Description of the task
Write only the number of lines below in which "entry" occurs.

[Collected data entries]

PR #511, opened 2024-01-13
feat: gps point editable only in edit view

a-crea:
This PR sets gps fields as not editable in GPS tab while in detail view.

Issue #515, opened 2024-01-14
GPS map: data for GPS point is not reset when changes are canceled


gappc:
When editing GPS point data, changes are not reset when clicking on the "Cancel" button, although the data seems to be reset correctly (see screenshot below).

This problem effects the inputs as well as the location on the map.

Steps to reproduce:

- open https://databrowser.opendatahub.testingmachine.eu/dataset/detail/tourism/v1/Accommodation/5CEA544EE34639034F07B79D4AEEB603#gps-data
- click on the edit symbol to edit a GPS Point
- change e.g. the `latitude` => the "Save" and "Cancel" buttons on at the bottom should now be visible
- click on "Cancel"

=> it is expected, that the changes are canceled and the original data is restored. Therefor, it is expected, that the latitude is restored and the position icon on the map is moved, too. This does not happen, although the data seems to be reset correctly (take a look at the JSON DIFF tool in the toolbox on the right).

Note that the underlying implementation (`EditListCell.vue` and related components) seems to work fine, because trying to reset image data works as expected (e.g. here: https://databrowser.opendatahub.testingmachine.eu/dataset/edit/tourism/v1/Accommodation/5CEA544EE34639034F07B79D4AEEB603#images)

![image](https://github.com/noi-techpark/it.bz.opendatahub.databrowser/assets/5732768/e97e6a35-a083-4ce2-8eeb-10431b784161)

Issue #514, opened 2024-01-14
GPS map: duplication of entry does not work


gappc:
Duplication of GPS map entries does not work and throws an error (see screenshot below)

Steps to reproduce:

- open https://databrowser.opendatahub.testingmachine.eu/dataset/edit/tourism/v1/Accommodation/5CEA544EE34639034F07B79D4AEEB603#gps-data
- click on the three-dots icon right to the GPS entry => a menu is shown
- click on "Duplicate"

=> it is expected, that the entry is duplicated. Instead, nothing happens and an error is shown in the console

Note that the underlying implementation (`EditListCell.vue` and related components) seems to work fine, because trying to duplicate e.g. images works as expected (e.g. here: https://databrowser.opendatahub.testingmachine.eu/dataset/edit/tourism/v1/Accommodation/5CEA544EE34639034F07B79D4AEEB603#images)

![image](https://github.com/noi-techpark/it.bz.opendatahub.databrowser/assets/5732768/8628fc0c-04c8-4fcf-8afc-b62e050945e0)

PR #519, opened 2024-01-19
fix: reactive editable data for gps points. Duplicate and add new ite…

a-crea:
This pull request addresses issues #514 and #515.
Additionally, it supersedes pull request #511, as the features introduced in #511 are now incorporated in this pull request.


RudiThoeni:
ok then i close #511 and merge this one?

--

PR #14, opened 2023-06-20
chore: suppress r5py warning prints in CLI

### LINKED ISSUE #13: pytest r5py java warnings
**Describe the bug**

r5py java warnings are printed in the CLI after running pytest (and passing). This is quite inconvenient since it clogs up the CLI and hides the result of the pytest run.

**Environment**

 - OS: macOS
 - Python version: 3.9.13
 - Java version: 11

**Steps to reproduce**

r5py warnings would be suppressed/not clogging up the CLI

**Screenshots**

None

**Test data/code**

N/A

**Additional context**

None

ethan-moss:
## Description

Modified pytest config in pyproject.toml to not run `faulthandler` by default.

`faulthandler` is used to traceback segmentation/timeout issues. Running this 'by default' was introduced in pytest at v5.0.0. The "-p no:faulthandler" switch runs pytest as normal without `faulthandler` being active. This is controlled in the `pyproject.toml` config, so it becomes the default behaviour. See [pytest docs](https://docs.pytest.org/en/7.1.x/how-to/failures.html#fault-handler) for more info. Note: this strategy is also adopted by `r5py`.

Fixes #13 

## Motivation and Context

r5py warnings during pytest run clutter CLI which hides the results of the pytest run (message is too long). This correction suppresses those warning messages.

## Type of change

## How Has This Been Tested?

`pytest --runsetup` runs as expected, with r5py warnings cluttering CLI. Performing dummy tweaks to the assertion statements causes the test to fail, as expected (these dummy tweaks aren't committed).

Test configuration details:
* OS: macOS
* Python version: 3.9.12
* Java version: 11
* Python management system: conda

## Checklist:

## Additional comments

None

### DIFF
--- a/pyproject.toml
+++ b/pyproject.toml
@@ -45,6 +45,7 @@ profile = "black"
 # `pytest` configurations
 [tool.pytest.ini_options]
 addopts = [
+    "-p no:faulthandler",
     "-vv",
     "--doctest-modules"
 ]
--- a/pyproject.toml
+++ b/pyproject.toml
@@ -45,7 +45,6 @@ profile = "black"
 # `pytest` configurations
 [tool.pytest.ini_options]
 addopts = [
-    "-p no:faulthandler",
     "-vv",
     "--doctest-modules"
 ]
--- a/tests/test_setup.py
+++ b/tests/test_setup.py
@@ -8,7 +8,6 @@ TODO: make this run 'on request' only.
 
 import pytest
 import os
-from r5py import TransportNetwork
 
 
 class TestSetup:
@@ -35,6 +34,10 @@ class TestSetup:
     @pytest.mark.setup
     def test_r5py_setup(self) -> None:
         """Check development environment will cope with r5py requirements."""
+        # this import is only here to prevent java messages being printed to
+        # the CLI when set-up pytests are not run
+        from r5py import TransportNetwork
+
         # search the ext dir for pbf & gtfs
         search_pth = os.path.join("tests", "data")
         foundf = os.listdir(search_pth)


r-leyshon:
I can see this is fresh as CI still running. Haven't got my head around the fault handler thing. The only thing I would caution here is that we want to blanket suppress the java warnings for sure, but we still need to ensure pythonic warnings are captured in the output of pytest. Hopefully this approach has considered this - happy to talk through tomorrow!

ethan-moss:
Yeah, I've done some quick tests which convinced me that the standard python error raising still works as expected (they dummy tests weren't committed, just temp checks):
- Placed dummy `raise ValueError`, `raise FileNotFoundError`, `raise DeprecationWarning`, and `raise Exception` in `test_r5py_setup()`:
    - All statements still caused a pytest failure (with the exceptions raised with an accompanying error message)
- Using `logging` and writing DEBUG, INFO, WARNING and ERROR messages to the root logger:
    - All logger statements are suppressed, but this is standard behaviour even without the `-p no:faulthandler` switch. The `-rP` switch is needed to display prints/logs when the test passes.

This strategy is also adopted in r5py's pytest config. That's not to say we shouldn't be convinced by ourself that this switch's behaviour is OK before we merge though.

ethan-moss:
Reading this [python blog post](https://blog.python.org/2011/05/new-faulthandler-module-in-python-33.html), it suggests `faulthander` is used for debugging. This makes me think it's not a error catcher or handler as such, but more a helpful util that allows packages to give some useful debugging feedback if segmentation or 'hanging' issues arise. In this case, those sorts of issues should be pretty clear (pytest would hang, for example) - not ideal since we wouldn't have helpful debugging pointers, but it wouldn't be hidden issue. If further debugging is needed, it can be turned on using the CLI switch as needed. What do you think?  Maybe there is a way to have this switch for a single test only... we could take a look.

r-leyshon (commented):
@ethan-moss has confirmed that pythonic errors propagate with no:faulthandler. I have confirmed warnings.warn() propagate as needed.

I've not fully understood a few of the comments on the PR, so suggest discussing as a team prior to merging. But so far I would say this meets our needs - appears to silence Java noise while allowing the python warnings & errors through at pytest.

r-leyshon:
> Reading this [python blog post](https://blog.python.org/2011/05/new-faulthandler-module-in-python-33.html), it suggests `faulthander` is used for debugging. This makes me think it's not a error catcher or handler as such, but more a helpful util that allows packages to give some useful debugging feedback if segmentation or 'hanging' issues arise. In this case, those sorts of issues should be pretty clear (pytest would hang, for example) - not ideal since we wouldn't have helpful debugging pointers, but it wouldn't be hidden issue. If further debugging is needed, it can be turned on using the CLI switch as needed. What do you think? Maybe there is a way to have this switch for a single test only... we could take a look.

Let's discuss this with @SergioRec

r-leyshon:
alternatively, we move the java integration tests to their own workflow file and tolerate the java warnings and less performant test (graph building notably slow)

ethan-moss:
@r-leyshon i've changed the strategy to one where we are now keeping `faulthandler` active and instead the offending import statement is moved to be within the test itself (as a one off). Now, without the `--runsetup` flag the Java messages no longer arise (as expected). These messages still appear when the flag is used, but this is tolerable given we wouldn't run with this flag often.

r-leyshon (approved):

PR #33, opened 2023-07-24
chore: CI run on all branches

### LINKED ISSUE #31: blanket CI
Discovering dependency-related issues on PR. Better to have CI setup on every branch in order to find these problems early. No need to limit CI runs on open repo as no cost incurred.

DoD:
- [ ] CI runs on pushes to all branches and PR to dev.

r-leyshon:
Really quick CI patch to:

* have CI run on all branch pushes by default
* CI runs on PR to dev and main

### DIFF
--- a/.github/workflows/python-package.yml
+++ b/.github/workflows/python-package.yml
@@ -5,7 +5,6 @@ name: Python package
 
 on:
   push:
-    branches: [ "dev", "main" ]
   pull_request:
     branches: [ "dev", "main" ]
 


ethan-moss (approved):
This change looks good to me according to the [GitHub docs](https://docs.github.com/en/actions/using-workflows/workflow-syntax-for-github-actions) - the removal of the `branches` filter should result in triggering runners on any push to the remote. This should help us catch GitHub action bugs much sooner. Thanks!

--

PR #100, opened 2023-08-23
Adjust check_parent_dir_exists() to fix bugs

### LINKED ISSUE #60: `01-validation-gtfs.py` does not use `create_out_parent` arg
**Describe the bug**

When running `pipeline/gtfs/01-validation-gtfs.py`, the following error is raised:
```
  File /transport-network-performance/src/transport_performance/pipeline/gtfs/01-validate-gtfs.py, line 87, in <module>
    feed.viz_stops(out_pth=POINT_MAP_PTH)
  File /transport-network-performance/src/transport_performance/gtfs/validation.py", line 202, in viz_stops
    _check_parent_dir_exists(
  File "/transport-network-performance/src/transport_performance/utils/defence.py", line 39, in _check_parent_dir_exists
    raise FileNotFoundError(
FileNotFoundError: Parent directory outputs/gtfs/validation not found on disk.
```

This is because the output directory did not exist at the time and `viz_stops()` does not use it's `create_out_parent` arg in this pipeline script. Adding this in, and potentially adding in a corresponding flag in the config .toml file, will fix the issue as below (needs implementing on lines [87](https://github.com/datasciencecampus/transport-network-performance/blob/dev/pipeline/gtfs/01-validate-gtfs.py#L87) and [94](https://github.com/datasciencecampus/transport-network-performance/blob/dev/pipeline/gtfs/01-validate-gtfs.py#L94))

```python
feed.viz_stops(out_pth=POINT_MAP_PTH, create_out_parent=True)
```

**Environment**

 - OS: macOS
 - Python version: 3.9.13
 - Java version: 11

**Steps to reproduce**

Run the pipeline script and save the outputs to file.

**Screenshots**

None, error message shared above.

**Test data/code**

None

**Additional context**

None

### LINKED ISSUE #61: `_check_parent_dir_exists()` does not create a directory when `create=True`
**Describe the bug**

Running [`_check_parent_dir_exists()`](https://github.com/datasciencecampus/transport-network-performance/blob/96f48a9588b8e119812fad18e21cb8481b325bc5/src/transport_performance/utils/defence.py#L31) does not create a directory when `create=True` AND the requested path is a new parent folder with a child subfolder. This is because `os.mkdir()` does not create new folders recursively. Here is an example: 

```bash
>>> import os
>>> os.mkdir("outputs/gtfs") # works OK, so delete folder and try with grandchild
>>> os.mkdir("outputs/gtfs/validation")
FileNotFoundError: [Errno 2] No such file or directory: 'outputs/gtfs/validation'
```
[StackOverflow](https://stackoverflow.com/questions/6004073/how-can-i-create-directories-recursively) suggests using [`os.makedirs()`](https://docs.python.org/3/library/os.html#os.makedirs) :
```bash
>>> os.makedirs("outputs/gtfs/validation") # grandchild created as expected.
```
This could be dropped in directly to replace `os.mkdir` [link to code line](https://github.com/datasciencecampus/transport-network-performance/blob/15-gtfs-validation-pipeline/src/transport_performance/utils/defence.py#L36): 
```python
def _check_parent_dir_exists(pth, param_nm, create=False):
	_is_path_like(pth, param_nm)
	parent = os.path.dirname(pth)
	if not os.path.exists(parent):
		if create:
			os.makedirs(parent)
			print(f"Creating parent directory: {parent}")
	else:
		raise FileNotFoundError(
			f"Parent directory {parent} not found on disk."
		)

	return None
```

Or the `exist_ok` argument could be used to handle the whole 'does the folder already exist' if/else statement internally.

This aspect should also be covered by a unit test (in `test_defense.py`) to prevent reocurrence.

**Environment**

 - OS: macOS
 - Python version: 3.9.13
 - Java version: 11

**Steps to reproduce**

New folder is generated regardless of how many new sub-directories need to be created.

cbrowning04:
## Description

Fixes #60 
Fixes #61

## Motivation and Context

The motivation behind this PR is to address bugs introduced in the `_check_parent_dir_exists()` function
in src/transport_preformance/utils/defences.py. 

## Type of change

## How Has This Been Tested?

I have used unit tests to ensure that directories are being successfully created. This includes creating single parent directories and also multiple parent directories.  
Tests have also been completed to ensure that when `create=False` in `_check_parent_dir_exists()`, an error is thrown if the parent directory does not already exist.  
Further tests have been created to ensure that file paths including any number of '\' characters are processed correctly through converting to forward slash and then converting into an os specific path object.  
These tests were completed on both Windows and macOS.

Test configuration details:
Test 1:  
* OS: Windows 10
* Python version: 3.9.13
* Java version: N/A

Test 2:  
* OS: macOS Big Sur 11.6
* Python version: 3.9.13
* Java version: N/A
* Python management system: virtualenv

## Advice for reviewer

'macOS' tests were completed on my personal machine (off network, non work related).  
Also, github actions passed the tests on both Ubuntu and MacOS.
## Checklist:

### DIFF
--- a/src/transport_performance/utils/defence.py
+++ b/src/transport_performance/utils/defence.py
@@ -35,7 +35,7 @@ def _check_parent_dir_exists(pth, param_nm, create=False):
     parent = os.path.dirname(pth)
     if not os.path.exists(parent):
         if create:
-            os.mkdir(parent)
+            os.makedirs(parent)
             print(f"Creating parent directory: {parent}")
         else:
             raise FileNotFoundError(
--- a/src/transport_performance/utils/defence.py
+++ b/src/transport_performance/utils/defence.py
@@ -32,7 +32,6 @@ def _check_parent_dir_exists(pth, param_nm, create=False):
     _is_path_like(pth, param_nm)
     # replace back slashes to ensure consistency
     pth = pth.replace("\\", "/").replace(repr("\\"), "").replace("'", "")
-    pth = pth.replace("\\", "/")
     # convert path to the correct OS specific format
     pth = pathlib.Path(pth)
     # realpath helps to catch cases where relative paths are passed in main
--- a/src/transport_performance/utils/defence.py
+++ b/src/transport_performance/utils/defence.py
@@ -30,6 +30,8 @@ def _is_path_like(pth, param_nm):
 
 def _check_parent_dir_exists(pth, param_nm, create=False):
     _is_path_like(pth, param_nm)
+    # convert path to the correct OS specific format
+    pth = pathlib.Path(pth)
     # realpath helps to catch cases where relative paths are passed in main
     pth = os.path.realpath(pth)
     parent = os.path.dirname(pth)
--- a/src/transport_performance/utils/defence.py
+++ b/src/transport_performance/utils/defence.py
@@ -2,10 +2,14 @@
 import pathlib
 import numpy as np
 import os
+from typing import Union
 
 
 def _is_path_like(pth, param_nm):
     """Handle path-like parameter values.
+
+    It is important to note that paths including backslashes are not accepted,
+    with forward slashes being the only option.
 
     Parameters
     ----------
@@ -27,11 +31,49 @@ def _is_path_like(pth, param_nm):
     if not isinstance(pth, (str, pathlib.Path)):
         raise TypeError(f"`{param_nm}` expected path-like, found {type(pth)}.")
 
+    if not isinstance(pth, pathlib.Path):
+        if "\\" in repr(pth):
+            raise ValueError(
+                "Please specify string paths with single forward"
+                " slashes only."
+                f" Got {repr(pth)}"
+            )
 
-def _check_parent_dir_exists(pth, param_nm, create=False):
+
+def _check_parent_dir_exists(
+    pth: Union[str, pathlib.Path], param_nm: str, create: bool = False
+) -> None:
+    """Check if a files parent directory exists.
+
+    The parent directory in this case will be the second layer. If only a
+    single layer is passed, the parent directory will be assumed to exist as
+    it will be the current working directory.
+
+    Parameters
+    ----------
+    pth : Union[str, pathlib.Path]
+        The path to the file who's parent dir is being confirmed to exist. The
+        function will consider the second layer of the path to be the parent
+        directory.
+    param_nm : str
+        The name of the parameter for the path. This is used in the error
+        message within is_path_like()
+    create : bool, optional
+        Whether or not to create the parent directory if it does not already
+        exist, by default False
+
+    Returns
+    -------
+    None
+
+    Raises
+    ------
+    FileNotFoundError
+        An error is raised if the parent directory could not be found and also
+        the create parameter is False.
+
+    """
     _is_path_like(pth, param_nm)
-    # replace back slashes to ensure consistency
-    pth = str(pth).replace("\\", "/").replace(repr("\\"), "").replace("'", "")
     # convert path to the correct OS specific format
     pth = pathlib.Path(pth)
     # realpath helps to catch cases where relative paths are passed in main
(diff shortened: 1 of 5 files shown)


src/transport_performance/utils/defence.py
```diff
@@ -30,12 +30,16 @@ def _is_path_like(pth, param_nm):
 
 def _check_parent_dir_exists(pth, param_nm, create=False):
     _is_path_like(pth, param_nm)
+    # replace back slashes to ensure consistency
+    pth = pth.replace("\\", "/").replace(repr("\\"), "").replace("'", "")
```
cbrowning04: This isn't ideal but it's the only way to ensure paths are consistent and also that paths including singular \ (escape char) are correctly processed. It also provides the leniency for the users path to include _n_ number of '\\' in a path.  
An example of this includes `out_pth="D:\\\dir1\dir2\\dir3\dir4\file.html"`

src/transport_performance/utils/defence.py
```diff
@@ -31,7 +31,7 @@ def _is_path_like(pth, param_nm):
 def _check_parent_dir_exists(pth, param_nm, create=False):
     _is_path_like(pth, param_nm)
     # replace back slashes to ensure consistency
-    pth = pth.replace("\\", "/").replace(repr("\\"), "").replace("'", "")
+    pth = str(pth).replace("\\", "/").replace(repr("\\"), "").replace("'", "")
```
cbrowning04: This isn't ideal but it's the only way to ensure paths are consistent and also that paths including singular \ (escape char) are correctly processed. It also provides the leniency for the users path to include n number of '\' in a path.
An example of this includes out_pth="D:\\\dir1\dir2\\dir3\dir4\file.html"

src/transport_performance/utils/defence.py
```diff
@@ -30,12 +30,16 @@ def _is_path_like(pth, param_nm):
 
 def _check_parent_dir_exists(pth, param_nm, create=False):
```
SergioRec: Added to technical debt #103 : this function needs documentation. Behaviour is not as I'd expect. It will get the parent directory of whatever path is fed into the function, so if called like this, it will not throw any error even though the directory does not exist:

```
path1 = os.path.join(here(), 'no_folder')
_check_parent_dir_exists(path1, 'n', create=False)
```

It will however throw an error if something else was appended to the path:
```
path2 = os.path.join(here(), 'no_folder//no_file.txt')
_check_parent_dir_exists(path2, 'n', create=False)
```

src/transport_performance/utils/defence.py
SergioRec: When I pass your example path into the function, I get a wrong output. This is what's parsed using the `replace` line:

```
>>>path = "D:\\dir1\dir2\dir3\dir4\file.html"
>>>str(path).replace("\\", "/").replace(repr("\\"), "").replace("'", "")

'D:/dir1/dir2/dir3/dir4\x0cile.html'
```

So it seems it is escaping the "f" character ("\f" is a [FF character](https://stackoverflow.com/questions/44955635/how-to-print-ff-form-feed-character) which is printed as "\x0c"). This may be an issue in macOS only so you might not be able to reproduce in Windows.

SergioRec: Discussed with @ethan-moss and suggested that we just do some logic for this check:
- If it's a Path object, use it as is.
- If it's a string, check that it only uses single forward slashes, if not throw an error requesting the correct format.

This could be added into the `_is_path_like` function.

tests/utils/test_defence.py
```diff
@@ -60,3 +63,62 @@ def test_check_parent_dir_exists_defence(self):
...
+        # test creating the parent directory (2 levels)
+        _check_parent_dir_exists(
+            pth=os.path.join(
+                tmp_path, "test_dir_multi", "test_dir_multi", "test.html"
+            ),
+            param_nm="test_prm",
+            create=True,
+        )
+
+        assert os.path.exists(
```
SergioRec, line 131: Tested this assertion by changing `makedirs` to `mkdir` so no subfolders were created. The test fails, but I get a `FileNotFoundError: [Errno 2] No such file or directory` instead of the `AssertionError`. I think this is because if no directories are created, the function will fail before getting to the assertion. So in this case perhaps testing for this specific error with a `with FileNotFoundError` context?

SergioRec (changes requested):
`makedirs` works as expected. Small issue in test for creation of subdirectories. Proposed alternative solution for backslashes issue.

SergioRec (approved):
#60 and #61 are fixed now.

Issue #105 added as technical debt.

Result of the task
3